EXERCISE PROMPT: All of the data should be restated exactly as it stands.

DATA PROVIDED:
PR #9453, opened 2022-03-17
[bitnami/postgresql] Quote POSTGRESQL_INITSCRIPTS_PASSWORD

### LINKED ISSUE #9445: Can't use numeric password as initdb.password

TASK SOLUTION:
PR #9453, opened 2022-03-17
[bitnami/postgresql] Quote POSTGRESQL_INITSCRIPTS_PASSWORD

### LINKED ISSUE #9445: Can't use numeric password as initdb.password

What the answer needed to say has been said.